Milkey responds that the states have standing to sue because they are “losing 200 miles of coastline” to rising seas. There’s personal injury for you. Justice Sam Alito inquires how directly the regulations sought will decrease that imminent threat. Talk about weird science. He wants to draw a straight line between regulating the Chevy Suburban * and the reclaiming of the California coastline. Roberts chimes in that even if the United States reduces its own emissions, it would be irrelevant if China doesn’t regulate its own greenhouse gasses. Scalia wants reassurance that a “reduction by two and a half percent in carbon dioxide … would save two and a half percent of the coastline.”

Can you imagine if this was the calculus applied to US torture policy? “OK, Vice President Cheney. You can increase the waterboarding by 9 percent so long as it yields a 9 percent increase in information.”
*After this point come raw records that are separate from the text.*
PR #1411, opened 2021-12-10
Perform ahead-of-time serialization just once when propagating blocks

ljedrz:
Split out from https://github.com/AleoHQ/snarkOS/pull/1394; marking as a draft in order to address https://github.com/AleoHQ/snarkOS/pull/1394#discussion_r766332446 first.

The purpose of this PR is to limit the number of times an unconfirmed block is serialized when propagated to `n` peers from `n` to `1`.

### DIFF
--- a/src/network/peers.rs
+++ b/src/network/peers.rs
@@ -585,7 +585,13 @@ impl<N: Network, E: Environment> Peers<N, E> {
     ///
     /// Sends the given message to every connected peer, excluding the sender.
     ///
-    async fn propagate(&self, sender: SocketAddr, message: Message<N, E>) {
+    async fn propagate(&self, sender: SocketAddr, mut message: Message<N, E>) {
+        // Perform ahead-of-time, non-blocking serialization just once for applicable objects.
+        if let Message::UnconfirmedBlock(_, _, ref mut data) = message {
+            let serialized_block = Data::serialize(data.clone()).await.expect("Block serialization is bugged");
+            let _ = std::mem::replace(data, Data::Buffer(serialized_block));
+        }
+
         // Iterate through all peers that are not the sender, sync node, or beacon node.
         for peer in self
             .connected_peers()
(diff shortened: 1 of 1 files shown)


ljedrz:
> Please revert this until a more thorough assessment is made.
> 
> The implication is that a malicious block from modified code can admit this change and poison internal `last_seen` filters if it is incorrect.
> 
> A simple fix is to check that `block_height == block.height()` and `block_hash == block.hash()` here, however this results in redundant checks. I can take a look at this change more closely later on to ensure we have it enforced at the lowest level possible.

@howardwu I checked the call sites, and it seems that the block height and block hash values are already filled in with computed values: https://github.com/AleoHQ/snarkOS/blob/testnet2/src/network/ledger.rs#L320; whenever we're sending an unconfirmed block, those values are either coming from our own node, or are replaced with computed values at ledger level, so they can be trusted.

niklaslong (approved):

ljedrz:
Rebased.

src/network/peers.rs
```diff
@@ -598,29 +598,23 @@ impl<N: Network, E: Environment> Peers<N, E> {
...
                         true
                     }
-                    Message::UnconfirmedBlock(_, _, ref mut data) => {
-                        let block = if let Data::Object(block) = data {
-                            block
-                        } else {
-                            panic!("Logic error: the block shouldn't have been serialized yet.");
-                        };
-
+                    Message::UnconfirmedBlock(block_height, block_hash, ref mut data) => {
```
howardwu: Same comment as in https://github.com/AleoHQ/snarkOS/pull/1394#discussion_r766332446

Please revert this until a more thorough assessment is made.

The implication is that a malicious block from modified code can admit this change and poison internal last_seen filters if it is incorrect.

A simple fix is to check that block_height == block.height() and block_hash == block.hash() here, however this results in redundant checks. I can take a look at this change more closely later on to ensure we have it enforced at the lowest level possible.

howardwu (changes requested):

src/network/peers.rs
niklaslong: It seems like these values are already being checked on receipt: https://github.com/AleoHQ/snarkOS/blob/95a156cda79b4ee411c237089ec3c1a1f9fde514/src/network/peers.rs#L1212

I haven't seen any other relevant flows for these values, so I'm assuming this change would be safe?

ljedrz:
Rebased.

ljedrz:
Rebased.

howardwu (approved):

src/network/peers.rs
howardwu: I still don't believe this is safe, but to keep things moving, I will merge it in. The current assumptions are fine, future assumptions won't necessarily know this flaw.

As Milkey turns from the standing issue to the merits of the case, the chief justice continues to pound away at him: Why is it unreasonable for the EPA to wait for better scientific proof on global warming? Milkey says that when the EPA began to regulate lead, there was also lots of scientific uncertainty. There is never perfect certainty.

Scalia observes that there is a difference between an “air pollutant” and a “stratospheric pollutant.” Milkey interrupts: “Respectfully, Your Honor. It is not the stratosphere. It’s the troposphere.” Scalia shoots back that he’s not a scientist, laughing, “That’s why I don’t want to have to deal with global warming, to tell you the truth.”
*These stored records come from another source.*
PR #1413, opened 2021-12-10
fix: ledger not loading the last block when it's just after the batch boundary

### LINKED ISSUE #1375: Node crashed and can't restart with message thread 'main' panicked at 'assertion failed: `(left == right)`
## 🐛 Bug Report

I'm run a miner for 3 days, today I found that it crashed with following message:

thread 'main' panicked at 'assertion failed: `(left == right)`
  left: `AleoLocator { hrp: "al", data: Fp256(5282275773890731157584737813554920628646489886080748107602225735608185483169) }`,
 right: `AleoLocator { hrp: "al", data: Fp256(1884776062570810188821888786119248707234339675300075632591471437638835544945) }`', /root/snarkOS/storage/src/state/ledger.rs:212:9

then miner can not be restarted anylonger with the stored ledger, I must delete the whole ledger and re-sync.

## Expected Behavior

No crashing here.

## My Environment

Dedicated Server: Contabo, 96core, 256G 
 snarkOS Version: 11
Rust Version: 1.56.1
 Computer OS: ubuntu

HarukaMa:
## Motivation

There was a bug when loading the ledger from the disk where the node panic with something like this:

```
2021-12-10T08:15:42.383837Z DEBUG Validating the ledger up to block 501 (100%)
thread 'main' panicked at 'assertion failed: `(left == right)`
  left: `AleoLocator { hrp: "al", data: Fp256(2180413841631221483869035365579606912076225239550174444205460207040035170284) }`,
 right: `AleoLocator { hrp: "al", data: Fp256(6625747389475706972641387426803392449301567419990991643240503084430759780944) }`', /Users/MrX/src/snarkOS/storage/src/state/ledger.rs:212:9
```

After observing many logs I thought this might be related to the local ledger length: the ledger having `n * 501 + 1` blocks.

After debugging, it seems it is exactly the case:

Say we have a ledger with 502 blocks (0 - 501). The first batch loads blocks 0-500, and

https://github.com/AleoHQ/snarkOS/blob/dad0f8a6318c8133b4a87217bb9da488bfc50218/storage/src/state/ledger.rs#L191

will set the start block of the next batch to 501. However:

https://github.com/AleoHQ/snarkOS/blob/dad0f8a6318c8133b4a87217bb9da488bfc50218/storage/src/state/ledger.rs#L149

`501 == 501` so the last block will not get loaded. Fortunately,

https://github.com/AleoHQ/snarkOS/blob/dad0f8a6318c8133b4a87217bb9da488bfc50218/storage/src/state/ledger.rs#L210-L212

actually caught this error and panicked.

This PR made the ledger able to load that final block when starting.

## Test Plan

I prepared two local ledgers with 500 and 501 blocks and tested the new code against both ledger to make sure it still works.

## Related PRs

None

### DIFF
--- a/storage/src/state/ledger.rs
+++ b/storage/src/state/ledger.rs
@@ -146,7 +146,7 @@ impl<N: Network> LedgerState<N> {
         // Iterate and append each block hash from genesis to tip to validate ledger state.
         const INCREMENT: u32 = 500;
         let mut start_block_height = 0u32;
-        while start_block_height < latest_block_height {
+        while start_block_height <= latest_block_height {
             // Compute the end block height (inclusive) for this iteration.
             let end_block_height = std::cmp::min(start_block_height.saturating_add(INCREMENT), latest_block_height);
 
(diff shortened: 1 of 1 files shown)


HarukaMa:
Also, although

https://github.com/AleoHQ/snarkOS/blob/dad0f8a6318c8133b4a87217bb9da488bfc50218/storage/src/state/ledger.rs#L147

but the code is loading 501 blocks every pass. Should be fixed too but it's outside of the scope of this PR.

HarukaMa:
Fixed code formatting.

Maybe we can add a pre-commit hook to check it locally?

ljedrz (approved):
Great observation with the off-by-one! I think this could be the final fix to the ledger inconsistency issues. I tested it locally and it works; I'll propose this as the fix in the applicable issue, and let's just double-check that the users who have encountered it can start their node with it in place.

niklaslong (approved):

Now, maybe it’s because I have a toddler at home, but the EPA’s argument, presented by Deputy Solicitor General Gregory Garre, quickly sounds very familiar. 1) I can’t clean it up; 2) Even if I could, I don’t want to clean it up; 3) You can’t make me clean it up; and 4) China is making an even bigger mess. How come China never has to clean it up? When and if all that fails, the EPA, like my son, just puts its hands over its eyes and says there is no mess in the first place.
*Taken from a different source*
PR #1414, opened 2021-12-10
Relax the block spam safeguard

ljedrz:
This is a conservative change increasing the number of unconfirmed blocks received from a single peer considered to be spammy from `5` to `10`.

Justice Stephen Breyer lights into Garre for some of the agency’s silly reasoning in declining to regulate the emissions. When Garre says that scientific uncertainty alone can justify the EPA’s refusal to regulate, Justice John Paul Stevens asks whether it matters that even the scientists who worked on the National Research Counsel study on global warming felt there was less scientific uncertainty than the EPA claimed. Garre insists that there is a “likely connection” between greenhouse gases and global warming but that “it cannot unequivocally be established.” (There is no mess in the first place.)

Then Garre says the petitioners have not shown that the regulation of the mere 6 percent of greenhouse emissions from U.S. vehicles will somehow remedy their injuries. (China is making an even bigger mess.) Justice David Souter objects: “They don’t have to show that it will stop global warming. Their point is that it will reduce the degree of global warming, and likely reduce the degree of loss.” At which point Garre retreats to, “I am not an expert on global climate change,” and this is an “extraordinarily complex area of science.”

Breyer starts to hold hands and sing, a la James Taylor, hypothesizing a world in which others were inspired to regulate their own greenhouse gases, until, “lo and behold, Cape Cod is saved!”

“What is it in the law,” he asks, “that says that a person cannot go to an agency and say, ‘We want you to do your part?’ Would you be up here saying the same thing if we were trying to regulate child pornography and it turns out that anyone with a computer can get pornography elsewhere? I don’t think so.”

There’s something incongruous about a Bush administration suddenly gone frantic over the possibility that its solution to a problem may not be the single, perfect one. If we were still arguing about the war on terror or child pornography, the government would be taking the “every little bit helps” approach. But since we’re only talking about flash floods, hurricanes, water pollution, and rising sea levels, we hear quite the opposite today: “What difference can one little country make? We’re all gonna die anyhow!”

Correction, Nov. 30: The article originally identified the Suburban as a Ford vehicle. The Suburban is made by Chevrolet. (Return to the corrected sentence.)